- IATA: GTN; ICAO: NZGT;

Summary
- Airport type: Public
- Operator: Mr R K Ivey, Glentanner Station
- Location: Lake Pukaki
- Elevation AMSL: 1,824 ft / 556 m
- Coordinates: 43°54′24″S 170°07′42″E﻿ / ﻿43.90667°S 170.12833°E
- Interactive map of Glentanner Aerodrome

Runways
| Direction | Length |  | Surface |
| ft | m |
| 15/33 | 3,166 | 965 | Asphalt |

= Glentanner Aerodrome =

Glentanner Aerodrome is an aerodrome located at the north west end of Lake Pukaki in New Zealand.
From 1987 onwards to their demise Newmans Air operated Dash-7 aircraft into Glentanner from Christchurch and Queenstown.

Formerly used as a standby airport for Mount Cook Airlines if the Mount Cook Airport was closed due to inclement weather.

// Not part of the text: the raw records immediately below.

PR #2177, opened 2018-10-11
[FitConfig]fix bug when clicking Default button

### LINKED ISSUE #2174: [fit gui] Pressing default gives an error
Asking to load the default parameters after selecting a FWHM gives an error

image

image

PiRK:
Hopefully closes #2174 (still to be tested)

### DIFF
--- a/silx/gui/fit/FitConfig.py
+++ b/silx/gui/fit/FitConfig.py
@@ -138,7 +138,7 @@ class TabsDialogData(TabsDialog):
 
         self.default = {} if default is None else default
 
-        self.buttonDefault.clicked.connect(self.setDefault)
+        self.buttonDefault.clicked.connect(self._resetDefault)
         # self.keyPressEvent(qt.Qt.Key_Enter).
 
     def keyPressEvent(self, event):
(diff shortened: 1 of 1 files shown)


PiRK:
It fixes the crash, but does not seem to do what it is supposed to do. To be investigated, and checked against the PyMca behavior.

PiRK:
> To be investigated, and checked against the PyMca behavior.

PyMca does not have (or does not show?) a default button.

PiRK:
After investigation, what the default button does is to restore the values as they were when the dialog was open. It is like a Cancel but without closing the window. 

This is not exactly what I expected. I expected that it would restore the hardcoded default values, the ones that appear the first time the widget is opened. But the dialog is recreated each time it is called, and the current configuration is then set as default. 

I'm not sure what would be the best fix at this stage :
 - remove the button?
 - rename it "Undo changes"?
 - fix it to actually do what I initially intended to do (restore with this dict https://github.com/silx-kit/silx/blob/master/silx/math/fit/fitmanager.py#L89)? In that case, the name could be changed to "Restore default", as it seems the current name "Default" is confusing and can be interpreted as "save current values as default".

vasole:
At this point the safest is to change to Undo Changes

payno:
LGTM

PR #2178, opened 2018-10-11
Use silx.config.DEFAULT_COLORLIST in PlotWidget

### LINKED ISSUE #2167: [plot] expose PlotWidget.colorList to config
If one wants to change the default list of colors in `PlotWidget` the way to proceed is:

```
PlotWidget.colorList = MYCOLORS
```

it would be useful to expose it to `silx.config.DEFAULT_COLORLIST`

maurov:
Fix #2167

### DIFF
--- a/silx/_config.py
+++ b/silx/_config.py
@@ -81,3 +81,32 @@ class Config(object):
 
     .. versionadded:: 0.8
     """
+
+    DEFAULT_COLORLIST = ['#000000', #black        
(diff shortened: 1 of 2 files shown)


t20100:
Good feature to configure.

I made a small PR on your branch to rename the config variable (https://github.com/maurov/silx/pull/1).
The number of config variables is expected to grow so, the more specific the names are the better.

PR #2180, opened 2018-10-11
Opencl fft

kif:
Re-work Pierre's code

### DIFF
--- a/silx/opencl/codec/byte_offset.py
+++ b/silx/opencl/codec/byte_offset.py
@@ -37,7 +37,7 @@ __authors__ = ["Jérôme Kieffer"]
 __contact__ = "jerome.kieffer@esrf.eu"
 __license__ = "MIT"
 __copyright__ = "European Synchrotron Radiation Facility, Grenoble, France"
-__date__ = "24/10/2017"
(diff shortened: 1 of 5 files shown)


kif:
Let's see if it works everywhere

pierrepaleo:
Looks good. In the tests :

- [Line 90](https://github.com/silx-kit/silx/pull/2180/files#diff-37c19655baa63e2fc756eee085a5cac3R90): We can use `numpy.fft.rfft2(self.data)` instead of `numpy.fft.fft2(self.data)[:, :self.shape[-1] // 2 + 1]`
- The test precision is low (`1e-3 * max`), but IIRC the "error" might be large due to the computations done in float32 (whereas the first thing done by numpy FFT is to cast input data to float64). I don't remember having tested with `double_precision=True`.

In the FFT Class, the code logic seems to imply that complex input data might not be "detected" properly as complex data (`self.real_fft = not(force_complex)`). Perhaps the input data type (real/complex) should be checked.

kif:
@pierrepaleo : thanks for the tip

pierrepaleo:
This work was extended on #2278.

PR #2181, opened 2018-10-11
[plot] Add more options for active curve style

### LINKED ISSUE #2119: [plot] Need for different ways to hightlight active curve.
Discussed long ago.

Need of alternative methods to highlight the active curve: for instance active color could be set to None and line width could be expressed as an integer factor to be applied to the line width to achieve highlight without change of color. However, line symbol has to be modified too (if the curve has no line it can be difficult to know it is the active curve).

t20100:
This PR adds the option to set not only the colour, but also line style, line width, symbol and symbol size.
This adds `PlotWidget.get|setActiveCurveStyle` methods.

TODO:

- [x]  Add tests

closes #2119

### DIFF
--- a/doc/source/modules/gui/plot/items.rst
+++ b/doc/source/modules/gui/plot/items.rst
@@ -30,10 +30,10 @@ Curve
              getXLabel, getYLabel,
              getLineWidth, setLineWidth, getLineStyle, setLineStyle,
              isHighlighted, setHighlighted, getHighlightedStyle, setHighlightedStyle,
-             getCurrentColor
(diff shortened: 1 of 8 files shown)


t20100:
Question: `set|getActiveCurveColor` are superseded by `set|getActiveCurveStyle`.
Is it OK to deprecate them?

t20100:
- Added a few tests.
- Deprecated `get|setActiveCurveColor`
- Fix default argument value and equality of `CurveStyle` object.

Ready for review.

PR #2183, opened 2018-10-12
Improve datapanel header

### LINKED ISSUE #2131: [silx view] The header of the data display is sometime very big
When a file is loaded using absolute path, the full path is displayed.

This widget is not elided, as result the application take a lot of space and can't be reduced.

Beedback from Peter ID16A

vallsv:
Closes #2131


payno:
Very useful. LGTM

PR #2205, opened 2018-10-22
Rework the import error message for testing lib

vallsv:
- The real exception backtrace is helpful


t20100:
Why do you changed to use `PROJECT_NAME` global variable? Using `project_name` argument (which is set to `PROJECT_NAME`) seems better.

vallsv:
I did not notice that. It's a copy past from pyfai or fabio.

vallsv:
Here it is fixed. Thanks for the feed back.

PR #2208, opened 2018-10-22
[test] Only test remaining widgets created by Python

t20100:
This PR proposes to only check for remaining widgets that were created by Python after each test.


payno:
LGTM

PR #2209, opened 2018-10-23
Add option to toggle the profile option button

mretegan:
It defaults to no button (the previous behavior). I've put this on top of master, but it would be nice to have it in 0.9.0 if is not too late.

### DIFF
--- a/silx/gui/plot/PlotToolButtons.py
+++ b/silx/gui/plot/PlotToolButtons.py
@@ -36,7 +36,7 @@ The following QToolButton are available:
 
 __authors__ = ["V. Valls", "H. Payno"]
 __license__ = "MIT"
-__date__ = "27/06/2017"
+__date__ = "23/10/2018"
 
 
 import functools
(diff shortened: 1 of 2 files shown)


vasole:
I think a cleaner solution would be to have the W (for the width) to have the possibility to toggle between W and W with a bar on top to indicate the mean in the same manner it is done for the toggle the keep aspect ratio.

That is what I always wanted for PyMca. It does not take any additional space ((the W is already there) and does not hinder any functionality.

mretegan:
What about the spin box? Would it be placed to the right of the button?

vasole:
No, the look and feel would be identical to version 0.8.0 The W to indicate the width would toggle between W and "W bar"

t20100:
Sorry, it's too late for 0.9.0, the release is already prepared..

payno:
This is True that the GUI is not very userfriendly here.
First to hide the action it is to go for something like:

```python
plot.profile.actions()[-1].setVisible(False)
```
But an API to hide this action is also missing. You can also redefine your own Toolbar.

We already freeze the branch for the release so I guess this will stay like this for the next release (0.9.0) sorry about it.
But we will have time to discuss about the modification to bring to the interface for 0.10.

t20100:
A `ProfileToolBar.getProfileOptionToolButton` method would be more Qt-style and more flexible than an extra `__init__` argument.
You can then do: `myProfileToolBar.getProfileOptionToolButton().setVisible(False|True)`

vasole:
I repeat that instead of appearing and disappearing buttons is better to use the same approach as with the aspect ratio. Perhaps you do not understand what I mean. We just need a W and a W bar in the same manner as the average icon:

https://github.com/silx-kit/silx/blob/master/silx/resources/gui/icons/math-average.png

mretegan:
@t20100 

> A `ProfileToolBar.getProfileOptionToolButton` method would be more Qt-style and more flexible than an extra `__init__` argument.
> You can then do: `myProfileToolBar.getProfileOptionToolButton().setVisible(False|True)`

In my code I've followed the approach used in `PlotWindow`, and probably that wan't the best idea as that code covers some old use case. Something like the implementation of `SceneWindow` would have been a better example.

t20100:
Yes we now try to have a more or less Qt-like API and avoid to have a lot of argument in `__init__`.
We should have some written guidelines so it is simpler to step in.

payno:
the PR #2303 will give access to the profile action in order to hide it:

```python
myProfileToolBar.getProfileOptionToolAction().setVisible(False|True)
```

But a question remain: should we hide this option by default ?

It would also be nice to find better icons for mean and sum ?

I was thinking something like:


mean_img

sum_img

note: #2303 will close this PR

t20100:
I'd leave the default as it is, important thing is that someone can change it easily if needed..

t20100:
Closing as superseded by PR #2303

PR #3447, opened 2021-04-30
silx.gui.plot.PlotWidget: Optimize regular grid visualisation of scatters

t20100:
This PR adds an optimisation of scatter when rendered as regular grid with the OpenGL backend.
In this case, it avoids computing the colormap on the CPU if it is possible (i.e., float data and no alpha data).


t20100:
Rebased to use `pytest`. Ready for review.

PR #3457, opened 2021-05-07
silx.gui.plot.ImageView: Fixed profile window, added `setProfileWindowBehavior` method

### LINKED ISSUE #3454: New line profiles in ImageView removed essential functionality for OASYS users
In the last release of silx, the line profile function of ImageView widget drastically changed behavior. When selecting a line profile (horizontal or vertical), the secondary windows with the 1D profile is no more visible, but the profile appears directly in the ImageView side histograms. 
I also noted that, when using other line profile options, the window with the 1D profile appears with minimal dimensions on the screen, requiring a manual resize to be visible.

This had a massive (and detrimental) impact on the OASYS users, that used that function to be able to do fits and other operations on the 1D profile. It is **very urgent** for the OASYS community the have the functionality restored as it was. 

Screen Shot 2021-05-05 at 11 18 36 AM

Screen Shot 2021-05-05 at 4 45 50 PM

t20100:
This PR:
- restores previous behavior for displaying profile windows (i.e., pop-up)
- adds `ImageView.get|setProfileWindowBehavior` method to change it to embed horizontal, vertical and cross profiles on the side widgets.
- adds `ImageView.getProfileToolBar` and deprecates `ImageView.profile` attribute.

closes  #3454

### DIFF
--- a/src/silx/gui/plot/ImageView.py
+++ b/src/silx/gui/plot/ImageView.py
@@ -420,8 +420,8 @@ class ImageView(PlotWindow):
 
         self._initWidgets(backend)
 
-        self.__profile = None
-        self.setProfileWindowBehavior(self.ProfileWindowBehavior.POPUP)
+        self.__profile = ProfileToolBar(plot=self)
+        self.addToolBar(self.__profile)
 
     def _initWidgets(self, backend):
         """Set-up layout and plots."""
@@ -846,7 +846,7 @@ class ImageViewMainWindow(ImageView):
         menu.addAction(actions.control.YAxisInvertedAction(self, self))
 
         self.__profileMenu = self.menuBar().addMenu('Profile')
-        self.__profileMenu.__updateProfileMenu()
+        self.__updateProfileMenu()
 
         # Connect to ImageView's signal
         self.valueChanged.connect(self._statusBarSlot)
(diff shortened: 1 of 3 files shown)


woutdenolf (approved):
* API looks good.
* I cannot judge what additional things need to be done when swapping toolbars.
* Perhaps you can change this for clarity
```python
class ImageView(PlotWindow):
    def __init__(self, parent=None, backend=None):
        self.__profile = ProfileToolBar(plot=self)
        self.addToolBar(self.__profile)
```
to this
```python
class ImageView(PlotWindow):
    def __init__(self, parent=None, backend=None):
        self.__profile = None
        self.setProfileWindowBehavior('popup')

class ImageViewMainWindow(ImageView):
    def __init__(self, parent=None, backend=None):
           self.__profileMenu = None
    
    def __updateProfileMenu(self):
        if self.__profileMenu is None:
            return
```
Or something like that? Up to you.

woutdenolf:
@t20100 I'm still bothered by this toolbar swapping. Would it be possible to have the behaviour option in `ProfileManager` so that we don't need a `_CustomProfileManager` and `_ProfileToolBar`?

t20100:
Should be fine now: no longer need for `silx.gui.plot.imageview._CustomProfileManager` and `silx.gui.plot.imageview._ProfileToolBar`.

woutdenolf (approved):
Thanks @t20100 it's better:
* no swapping of toolbars
* no extra toolbar and manager classes in ImageView.py
* explicit default behavior

LGTM

PR #3460, opened 2021-05-10
`silx.io.dictdump` extract update modes list to a constant global variable

jpcbertoldo:
This allows users to properly create scripts on top of `silx` without needing to manually copy those constants.


kif:
LGTM ...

Paved and capable of handling aircraft up to Hawker Siddeley HS748 size. A small bus transfer terminal with a couple of baggage trolleys were based at the strip.

Air Safaris operates sightseeing flights at this aerodrome.

Dawn Aerospace uses Glentanner for test flights of their Aurora suborbital spaceplane with flights beginning in 2021.

== Operational information ==
- Circuit
  - RWY 15 Left hand
  - RWY 33 Right hand
- Stock graze occasionally, pilots check status.
- Severe turbulence may be encountered in strong winds
- VFR operations may be subject to special procedures.